*Exercise brief*.
Beginning with the line below that contains "-I am defining" and ending with the line that contains "gfreychet: You are right.", copy every line exactly. Copy nothing else.

(Given data Opens)

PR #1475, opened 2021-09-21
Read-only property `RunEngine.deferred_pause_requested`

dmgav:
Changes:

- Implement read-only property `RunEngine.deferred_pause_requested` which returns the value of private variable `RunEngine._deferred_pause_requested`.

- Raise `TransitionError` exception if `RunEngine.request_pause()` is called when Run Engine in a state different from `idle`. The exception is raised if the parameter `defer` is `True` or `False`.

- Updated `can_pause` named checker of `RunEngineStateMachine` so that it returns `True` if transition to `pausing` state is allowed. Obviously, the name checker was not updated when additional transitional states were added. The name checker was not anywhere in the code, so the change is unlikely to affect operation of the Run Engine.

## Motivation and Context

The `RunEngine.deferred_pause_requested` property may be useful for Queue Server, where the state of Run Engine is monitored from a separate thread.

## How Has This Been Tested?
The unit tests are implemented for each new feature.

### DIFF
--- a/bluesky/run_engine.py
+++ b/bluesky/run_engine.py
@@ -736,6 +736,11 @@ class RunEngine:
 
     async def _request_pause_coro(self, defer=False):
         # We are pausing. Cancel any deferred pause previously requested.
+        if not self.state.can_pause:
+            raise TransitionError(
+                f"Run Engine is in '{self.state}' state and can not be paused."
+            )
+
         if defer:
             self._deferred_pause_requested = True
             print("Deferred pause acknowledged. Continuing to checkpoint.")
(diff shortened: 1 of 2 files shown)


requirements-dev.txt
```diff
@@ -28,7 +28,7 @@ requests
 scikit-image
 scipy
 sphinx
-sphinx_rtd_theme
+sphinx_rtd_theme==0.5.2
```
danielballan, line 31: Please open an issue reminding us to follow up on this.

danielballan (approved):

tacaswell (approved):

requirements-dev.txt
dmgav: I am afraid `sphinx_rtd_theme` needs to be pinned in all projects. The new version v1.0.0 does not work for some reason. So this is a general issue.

(Given data Closes)
(Given data Opens)

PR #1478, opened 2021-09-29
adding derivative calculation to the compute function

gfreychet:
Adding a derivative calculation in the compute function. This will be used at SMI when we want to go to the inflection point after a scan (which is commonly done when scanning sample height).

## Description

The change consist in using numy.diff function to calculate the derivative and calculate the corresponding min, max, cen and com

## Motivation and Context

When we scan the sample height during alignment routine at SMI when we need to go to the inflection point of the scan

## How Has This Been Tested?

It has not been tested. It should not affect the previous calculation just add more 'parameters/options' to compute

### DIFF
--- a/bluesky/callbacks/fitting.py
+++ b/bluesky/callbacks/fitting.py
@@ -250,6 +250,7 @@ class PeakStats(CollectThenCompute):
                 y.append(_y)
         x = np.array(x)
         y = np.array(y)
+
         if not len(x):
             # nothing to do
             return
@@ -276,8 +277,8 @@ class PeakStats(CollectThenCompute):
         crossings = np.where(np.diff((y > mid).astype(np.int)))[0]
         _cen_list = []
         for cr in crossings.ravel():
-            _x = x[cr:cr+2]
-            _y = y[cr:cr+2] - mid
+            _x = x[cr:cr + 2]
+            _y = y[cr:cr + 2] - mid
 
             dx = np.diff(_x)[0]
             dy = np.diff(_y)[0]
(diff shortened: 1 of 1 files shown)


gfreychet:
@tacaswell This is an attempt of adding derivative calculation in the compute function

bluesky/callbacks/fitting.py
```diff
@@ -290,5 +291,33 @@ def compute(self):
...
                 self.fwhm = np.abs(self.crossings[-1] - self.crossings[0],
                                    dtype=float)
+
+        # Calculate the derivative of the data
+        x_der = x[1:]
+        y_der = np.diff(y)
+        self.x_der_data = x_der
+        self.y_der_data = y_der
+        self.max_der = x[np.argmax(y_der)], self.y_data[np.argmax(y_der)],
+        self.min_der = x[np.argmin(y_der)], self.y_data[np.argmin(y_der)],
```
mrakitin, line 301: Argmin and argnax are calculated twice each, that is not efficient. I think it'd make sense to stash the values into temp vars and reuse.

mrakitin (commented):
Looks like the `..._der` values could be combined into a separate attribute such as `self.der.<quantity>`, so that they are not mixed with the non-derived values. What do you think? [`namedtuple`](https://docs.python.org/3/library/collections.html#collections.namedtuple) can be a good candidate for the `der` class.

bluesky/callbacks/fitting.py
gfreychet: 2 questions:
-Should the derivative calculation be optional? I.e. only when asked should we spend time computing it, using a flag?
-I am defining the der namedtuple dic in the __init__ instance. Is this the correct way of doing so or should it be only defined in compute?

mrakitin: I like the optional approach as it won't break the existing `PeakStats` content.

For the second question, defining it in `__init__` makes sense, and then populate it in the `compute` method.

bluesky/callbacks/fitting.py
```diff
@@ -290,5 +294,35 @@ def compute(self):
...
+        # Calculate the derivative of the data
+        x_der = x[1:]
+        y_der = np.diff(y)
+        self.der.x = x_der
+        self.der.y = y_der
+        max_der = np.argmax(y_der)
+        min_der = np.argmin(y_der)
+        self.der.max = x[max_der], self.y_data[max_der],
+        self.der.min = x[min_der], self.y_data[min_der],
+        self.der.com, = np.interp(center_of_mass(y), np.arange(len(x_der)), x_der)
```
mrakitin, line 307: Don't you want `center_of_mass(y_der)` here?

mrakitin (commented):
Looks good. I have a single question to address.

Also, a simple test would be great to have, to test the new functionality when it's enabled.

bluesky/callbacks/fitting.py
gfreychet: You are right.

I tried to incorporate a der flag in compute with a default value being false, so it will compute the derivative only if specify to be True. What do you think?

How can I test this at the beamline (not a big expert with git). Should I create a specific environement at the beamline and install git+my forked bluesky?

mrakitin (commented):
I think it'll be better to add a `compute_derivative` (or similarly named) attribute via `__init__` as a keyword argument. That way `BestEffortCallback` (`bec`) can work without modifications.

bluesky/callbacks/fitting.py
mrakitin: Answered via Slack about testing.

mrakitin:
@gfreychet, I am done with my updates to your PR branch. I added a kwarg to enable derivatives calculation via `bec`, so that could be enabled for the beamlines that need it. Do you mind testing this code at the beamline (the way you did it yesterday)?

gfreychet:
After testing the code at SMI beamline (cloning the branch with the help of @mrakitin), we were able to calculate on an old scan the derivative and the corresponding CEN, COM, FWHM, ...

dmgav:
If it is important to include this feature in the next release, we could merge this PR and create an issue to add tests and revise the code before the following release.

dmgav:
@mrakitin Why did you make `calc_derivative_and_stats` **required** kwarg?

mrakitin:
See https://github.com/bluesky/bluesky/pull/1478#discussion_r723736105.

(Given data Closes)

*Written solution*.
-I am defining the der namedtuple dic in the __init__ instance. Is this the correct way of doing so or should it be only defined in compute?

mrakitin: I like the optional approach as it won't break the existing `PeakStats` content.

For the second question, defining it in `__init__` makes sense, and then populate it in the `compute` method.

bluesky/callbacks/fitting.py
```diff
@@ -290,5 +294,35 @@ def compute(self):
...
+        # Calculate the derivative of the data
+        x_der = x[1:]
+        y_der = np.diff(y)
+        self.der.x = x_der
+        self.der.y = y_der
+        max_der = np.argmax(y_der)
+        min_der = np.argmin(y_der)
+        self.der.max = x[max_der], self.y_data[max_der],
+        self.der.min = x[min_der], self.y_data[min_der],
+        self.der.com, = np.interp(center_of_mass(y), np.arange(len(x_der)), x_der)
```
mrakitin, line 307: Don't you want `center_of_mass(y_der)` here?

mrakitin (commented):
Looks good. I have a single question to address.

Also, a simple test would be great to have, to test the new functionality when it's enabled.

bluesky/callbacks/fitting.py
gfreychet: You are right.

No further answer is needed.